**INFORMATION SUPPLIED:**
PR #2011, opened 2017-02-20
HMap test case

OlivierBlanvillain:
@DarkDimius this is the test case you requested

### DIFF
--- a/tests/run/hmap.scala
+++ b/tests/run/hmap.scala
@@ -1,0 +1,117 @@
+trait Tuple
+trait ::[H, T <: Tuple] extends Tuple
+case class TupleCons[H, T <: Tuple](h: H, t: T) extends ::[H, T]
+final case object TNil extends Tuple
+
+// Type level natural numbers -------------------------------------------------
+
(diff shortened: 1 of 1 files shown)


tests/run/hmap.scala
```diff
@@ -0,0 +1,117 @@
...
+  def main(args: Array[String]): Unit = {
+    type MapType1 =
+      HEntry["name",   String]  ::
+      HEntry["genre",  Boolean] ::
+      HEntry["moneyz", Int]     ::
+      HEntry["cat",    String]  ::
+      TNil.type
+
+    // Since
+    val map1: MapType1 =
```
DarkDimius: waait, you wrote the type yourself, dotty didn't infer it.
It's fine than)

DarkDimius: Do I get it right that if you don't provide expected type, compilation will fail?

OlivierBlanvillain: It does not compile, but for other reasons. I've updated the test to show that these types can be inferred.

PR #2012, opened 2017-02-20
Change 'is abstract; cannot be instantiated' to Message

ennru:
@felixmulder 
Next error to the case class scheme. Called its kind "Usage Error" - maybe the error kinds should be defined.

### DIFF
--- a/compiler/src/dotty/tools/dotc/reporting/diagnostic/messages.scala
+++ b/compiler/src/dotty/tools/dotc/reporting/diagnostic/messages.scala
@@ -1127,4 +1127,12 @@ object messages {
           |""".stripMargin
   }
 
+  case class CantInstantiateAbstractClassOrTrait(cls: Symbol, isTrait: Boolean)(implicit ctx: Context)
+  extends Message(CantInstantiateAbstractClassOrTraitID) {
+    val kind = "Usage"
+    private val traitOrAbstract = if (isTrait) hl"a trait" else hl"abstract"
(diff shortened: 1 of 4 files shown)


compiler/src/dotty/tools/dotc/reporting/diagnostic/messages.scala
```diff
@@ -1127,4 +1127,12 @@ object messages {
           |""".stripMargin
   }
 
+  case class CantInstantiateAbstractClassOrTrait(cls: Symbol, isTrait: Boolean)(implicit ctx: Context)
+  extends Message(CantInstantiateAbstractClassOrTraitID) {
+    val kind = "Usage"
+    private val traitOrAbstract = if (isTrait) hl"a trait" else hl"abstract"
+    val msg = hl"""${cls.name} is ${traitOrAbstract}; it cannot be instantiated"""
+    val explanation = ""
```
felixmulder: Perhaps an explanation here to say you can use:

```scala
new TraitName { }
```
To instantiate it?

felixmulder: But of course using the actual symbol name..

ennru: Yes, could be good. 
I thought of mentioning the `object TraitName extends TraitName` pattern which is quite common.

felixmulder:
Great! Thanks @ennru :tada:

...

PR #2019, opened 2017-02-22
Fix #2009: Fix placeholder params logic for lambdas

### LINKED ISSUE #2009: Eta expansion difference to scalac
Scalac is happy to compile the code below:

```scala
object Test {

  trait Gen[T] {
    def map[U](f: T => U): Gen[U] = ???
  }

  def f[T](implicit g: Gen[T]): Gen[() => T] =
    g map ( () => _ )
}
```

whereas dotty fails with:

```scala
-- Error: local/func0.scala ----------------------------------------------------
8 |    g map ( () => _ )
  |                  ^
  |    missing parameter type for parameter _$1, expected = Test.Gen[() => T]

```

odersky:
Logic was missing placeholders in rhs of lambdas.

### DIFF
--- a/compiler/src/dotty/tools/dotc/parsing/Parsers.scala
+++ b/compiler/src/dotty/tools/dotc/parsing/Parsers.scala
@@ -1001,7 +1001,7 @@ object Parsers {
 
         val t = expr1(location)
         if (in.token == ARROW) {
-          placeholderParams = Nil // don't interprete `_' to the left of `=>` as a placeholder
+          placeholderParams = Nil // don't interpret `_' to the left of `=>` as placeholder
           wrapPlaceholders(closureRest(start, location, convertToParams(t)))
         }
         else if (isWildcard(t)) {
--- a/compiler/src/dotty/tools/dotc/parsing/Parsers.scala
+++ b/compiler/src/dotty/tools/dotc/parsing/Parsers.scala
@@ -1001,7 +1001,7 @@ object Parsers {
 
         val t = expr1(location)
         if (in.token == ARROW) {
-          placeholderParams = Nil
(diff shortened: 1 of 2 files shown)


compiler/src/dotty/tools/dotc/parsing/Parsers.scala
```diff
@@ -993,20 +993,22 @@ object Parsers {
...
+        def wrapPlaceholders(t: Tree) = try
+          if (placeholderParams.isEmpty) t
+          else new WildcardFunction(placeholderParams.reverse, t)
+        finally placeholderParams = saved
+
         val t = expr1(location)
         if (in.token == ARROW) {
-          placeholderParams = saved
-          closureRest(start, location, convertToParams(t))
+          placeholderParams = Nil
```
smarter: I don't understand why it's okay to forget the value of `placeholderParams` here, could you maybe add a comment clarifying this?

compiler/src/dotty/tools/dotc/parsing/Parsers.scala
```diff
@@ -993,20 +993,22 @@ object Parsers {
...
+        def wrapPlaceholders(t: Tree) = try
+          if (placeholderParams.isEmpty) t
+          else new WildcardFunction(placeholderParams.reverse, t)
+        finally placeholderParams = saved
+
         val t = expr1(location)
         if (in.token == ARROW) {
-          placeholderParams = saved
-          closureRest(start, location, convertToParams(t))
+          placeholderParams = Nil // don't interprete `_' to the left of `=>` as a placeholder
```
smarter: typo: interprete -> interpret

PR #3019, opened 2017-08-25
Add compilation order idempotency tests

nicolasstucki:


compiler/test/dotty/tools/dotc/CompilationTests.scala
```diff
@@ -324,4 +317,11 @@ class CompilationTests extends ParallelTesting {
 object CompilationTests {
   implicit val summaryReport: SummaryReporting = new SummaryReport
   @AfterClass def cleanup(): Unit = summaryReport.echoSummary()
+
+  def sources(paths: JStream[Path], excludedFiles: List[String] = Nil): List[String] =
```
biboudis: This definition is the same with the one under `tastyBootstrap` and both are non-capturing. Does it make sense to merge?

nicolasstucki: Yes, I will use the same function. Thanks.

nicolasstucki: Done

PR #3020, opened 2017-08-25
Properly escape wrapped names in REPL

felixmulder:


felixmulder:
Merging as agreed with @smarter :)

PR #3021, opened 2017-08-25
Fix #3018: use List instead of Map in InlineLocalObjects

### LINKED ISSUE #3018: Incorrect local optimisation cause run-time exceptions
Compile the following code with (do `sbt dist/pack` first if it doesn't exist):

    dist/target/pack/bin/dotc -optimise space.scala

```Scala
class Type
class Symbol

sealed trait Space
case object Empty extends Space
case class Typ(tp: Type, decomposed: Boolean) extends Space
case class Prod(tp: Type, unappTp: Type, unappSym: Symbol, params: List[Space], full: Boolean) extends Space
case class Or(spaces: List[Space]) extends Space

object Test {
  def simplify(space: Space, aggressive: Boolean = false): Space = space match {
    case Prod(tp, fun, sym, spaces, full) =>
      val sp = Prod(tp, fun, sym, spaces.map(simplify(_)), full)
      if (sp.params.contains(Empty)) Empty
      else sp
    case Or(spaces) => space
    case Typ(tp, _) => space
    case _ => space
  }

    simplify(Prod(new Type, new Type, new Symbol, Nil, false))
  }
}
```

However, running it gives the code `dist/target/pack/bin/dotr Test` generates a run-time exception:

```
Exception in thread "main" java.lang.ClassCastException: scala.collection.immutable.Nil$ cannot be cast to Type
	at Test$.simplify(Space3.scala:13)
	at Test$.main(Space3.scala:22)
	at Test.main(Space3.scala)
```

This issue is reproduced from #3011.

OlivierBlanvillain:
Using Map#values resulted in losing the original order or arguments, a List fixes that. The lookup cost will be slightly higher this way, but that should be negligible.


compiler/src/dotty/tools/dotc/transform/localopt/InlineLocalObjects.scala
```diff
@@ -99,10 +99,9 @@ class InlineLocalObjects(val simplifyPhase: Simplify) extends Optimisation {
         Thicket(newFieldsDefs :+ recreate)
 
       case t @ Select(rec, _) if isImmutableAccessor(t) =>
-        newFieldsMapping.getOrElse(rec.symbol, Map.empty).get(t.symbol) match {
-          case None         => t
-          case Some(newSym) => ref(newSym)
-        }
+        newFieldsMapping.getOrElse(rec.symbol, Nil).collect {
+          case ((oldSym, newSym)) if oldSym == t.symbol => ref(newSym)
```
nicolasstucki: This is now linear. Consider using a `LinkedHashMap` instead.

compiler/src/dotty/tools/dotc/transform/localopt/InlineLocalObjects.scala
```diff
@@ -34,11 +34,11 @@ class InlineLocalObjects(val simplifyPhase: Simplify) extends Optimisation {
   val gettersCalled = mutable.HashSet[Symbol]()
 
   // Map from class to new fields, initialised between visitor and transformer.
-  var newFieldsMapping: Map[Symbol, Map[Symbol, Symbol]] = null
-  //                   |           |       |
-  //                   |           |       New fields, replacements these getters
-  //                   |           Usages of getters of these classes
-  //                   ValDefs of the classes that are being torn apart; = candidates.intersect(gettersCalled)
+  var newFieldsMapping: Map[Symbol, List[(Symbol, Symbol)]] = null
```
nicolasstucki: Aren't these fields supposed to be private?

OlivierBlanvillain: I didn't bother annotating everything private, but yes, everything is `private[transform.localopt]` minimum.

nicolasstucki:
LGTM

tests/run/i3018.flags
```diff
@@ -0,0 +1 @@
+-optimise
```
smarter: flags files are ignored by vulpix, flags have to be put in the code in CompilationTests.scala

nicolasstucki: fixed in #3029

**PROBLEM DESCRIPTION:**
Return every line holding the word "flags" from the records.

**OUTPUT FOR THIS TASK:**
tests/run/i3018.flags
smarter: flags files are ignored by vulpix, flags have to be put in the code in CompilationTests.scala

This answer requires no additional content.